**Saved data entries**
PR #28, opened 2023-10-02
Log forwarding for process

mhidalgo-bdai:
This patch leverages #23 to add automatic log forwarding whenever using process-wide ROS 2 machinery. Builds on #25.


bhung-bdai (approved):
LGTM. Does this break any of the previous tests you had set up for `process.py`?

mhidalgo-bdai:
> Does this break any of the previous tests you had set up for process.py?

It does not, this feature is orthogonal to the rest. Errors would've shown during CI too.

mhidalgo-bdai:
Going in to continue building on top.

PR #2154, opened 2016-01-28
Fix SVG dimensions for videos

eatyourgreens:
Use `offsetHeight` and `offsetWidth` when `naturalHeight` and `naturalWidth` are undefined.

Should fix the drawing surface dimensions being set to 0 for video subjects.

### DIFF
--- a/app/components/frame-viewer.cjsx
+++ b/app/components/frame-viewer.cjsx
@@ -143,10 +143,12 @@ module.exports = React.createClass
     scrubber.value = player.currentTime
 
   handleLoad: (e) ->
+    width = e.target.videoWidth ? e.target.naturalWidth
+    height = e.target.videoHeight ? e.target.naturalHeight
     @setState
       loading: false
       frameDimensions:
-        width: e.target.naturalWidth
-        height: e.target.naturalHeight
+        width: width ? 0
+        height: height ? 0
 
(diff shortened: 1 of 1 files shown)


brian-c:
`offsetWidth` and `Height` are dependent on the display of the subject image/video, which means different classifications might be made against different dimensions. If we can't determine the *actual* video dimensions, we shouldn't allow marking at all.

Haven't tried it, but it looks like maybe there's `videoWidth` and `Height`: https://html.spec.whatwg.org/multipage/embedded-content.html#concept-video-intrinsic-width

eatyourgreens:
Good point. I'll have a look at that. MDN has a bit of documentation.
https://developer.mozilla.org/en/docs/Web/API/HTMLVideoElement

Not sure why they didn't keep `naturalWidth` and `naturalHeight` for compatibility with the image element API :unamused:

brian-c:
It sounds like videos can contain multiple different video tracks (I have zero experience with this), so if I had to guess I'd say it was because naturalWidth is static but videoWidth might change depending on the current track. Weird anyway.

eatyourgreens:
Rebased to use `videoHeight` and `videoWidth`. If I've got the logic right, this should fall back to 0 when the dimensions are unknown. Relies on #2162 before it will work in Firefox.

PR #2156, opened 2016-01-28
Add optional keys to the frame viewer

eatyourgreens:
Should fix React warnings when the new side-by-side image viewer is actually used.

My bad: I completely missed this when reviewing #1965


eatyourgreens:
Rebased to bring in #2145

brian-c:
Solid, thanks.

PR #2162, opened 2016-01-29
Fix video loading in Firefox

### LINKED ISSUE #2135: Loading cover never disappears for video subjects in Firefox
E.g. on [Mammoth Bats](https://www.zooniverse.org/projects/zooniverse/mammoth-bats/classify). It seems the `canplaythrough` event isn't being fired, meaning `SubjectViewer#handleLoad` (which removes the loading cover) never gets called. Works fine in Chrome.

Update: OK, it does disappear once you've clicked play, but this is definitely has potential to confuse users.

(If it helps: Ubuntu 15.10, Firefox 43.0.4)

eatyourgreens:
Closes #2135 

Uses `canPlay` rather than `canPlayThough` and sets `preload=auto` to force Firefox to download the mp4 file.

==

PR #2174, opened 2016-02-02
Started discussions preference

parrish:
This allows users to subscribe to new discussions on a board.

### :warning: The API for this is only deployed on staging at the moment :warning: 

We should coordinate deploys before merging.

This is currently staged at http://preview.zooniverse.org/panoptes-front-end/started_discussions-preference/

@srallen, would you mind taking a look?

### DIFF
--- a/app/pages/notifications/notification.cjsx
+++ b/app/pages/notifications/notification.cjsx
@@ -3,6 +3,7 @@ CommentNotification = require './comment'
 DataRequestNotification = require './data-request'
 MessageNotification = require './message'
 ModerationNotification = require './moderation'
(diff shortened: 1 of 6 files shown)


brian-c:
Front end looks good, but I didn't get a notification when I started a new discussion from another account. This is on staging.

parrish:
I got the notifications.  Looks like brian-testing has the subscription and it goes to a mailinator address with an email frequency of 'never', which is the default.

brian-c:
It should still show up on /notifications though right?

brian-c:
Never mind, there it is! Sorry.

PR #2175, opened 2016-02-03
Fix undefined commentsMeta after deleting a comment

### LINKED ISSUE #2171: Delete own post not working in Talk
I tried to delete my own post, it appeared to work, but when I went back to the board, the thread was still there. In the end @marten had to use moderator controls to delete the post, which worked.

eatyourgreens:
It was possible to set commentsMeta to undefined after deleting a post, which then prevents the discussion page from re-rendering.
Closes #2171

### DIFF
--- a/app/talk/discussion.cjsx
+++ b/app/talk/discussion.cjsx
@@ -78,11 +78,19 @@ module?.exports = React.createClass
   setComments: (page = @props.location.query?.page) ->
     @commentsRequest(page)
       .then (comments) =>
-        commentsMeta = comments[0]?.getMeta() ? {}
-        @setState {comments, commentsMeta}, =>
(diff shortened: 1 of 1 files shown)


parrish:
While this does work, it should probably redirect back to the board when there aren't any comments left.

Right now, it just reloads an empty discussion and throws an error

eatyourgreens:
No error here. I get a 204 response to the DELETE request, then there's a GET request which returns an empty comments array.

==

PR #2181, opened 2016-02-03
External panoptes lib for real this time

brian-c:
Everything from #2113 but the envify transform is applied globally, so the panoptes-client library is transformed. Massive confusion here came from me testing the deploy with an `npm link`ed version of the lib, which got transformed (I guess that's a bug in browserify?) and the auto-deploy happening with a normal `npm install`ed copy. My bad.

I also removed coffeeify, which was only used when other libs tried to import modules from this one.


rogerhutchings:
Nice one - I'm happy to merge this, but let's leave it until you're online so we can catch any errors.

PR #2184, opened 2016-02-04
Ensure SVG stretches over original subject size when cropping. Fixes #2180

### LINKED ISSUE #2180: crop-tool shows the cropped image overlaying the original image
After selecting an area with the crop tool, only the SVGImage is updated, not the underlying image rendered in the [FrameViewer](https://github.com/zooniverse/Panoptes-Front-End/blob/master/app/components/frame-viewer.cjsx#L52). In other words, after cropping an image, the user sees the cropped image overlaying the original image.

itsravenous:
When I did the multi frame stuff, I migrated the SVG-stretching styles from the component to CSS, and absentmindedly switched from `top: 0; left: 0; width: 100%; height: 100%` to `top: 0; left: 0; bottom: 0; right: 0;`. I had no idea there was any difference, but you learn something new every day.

**DESCRIPTION OF THE TASK**
Copy from the entries above each line in which the string "require" can be found.

**SOLUTION TO THIS PROBLEM**
@@ -3,6 +3,7 @@ CommentNotification = require './comment'
 DataRequestNotification = require './data-request'
 MessageNotification = require './message'
 ModerationNotification = require './moderation'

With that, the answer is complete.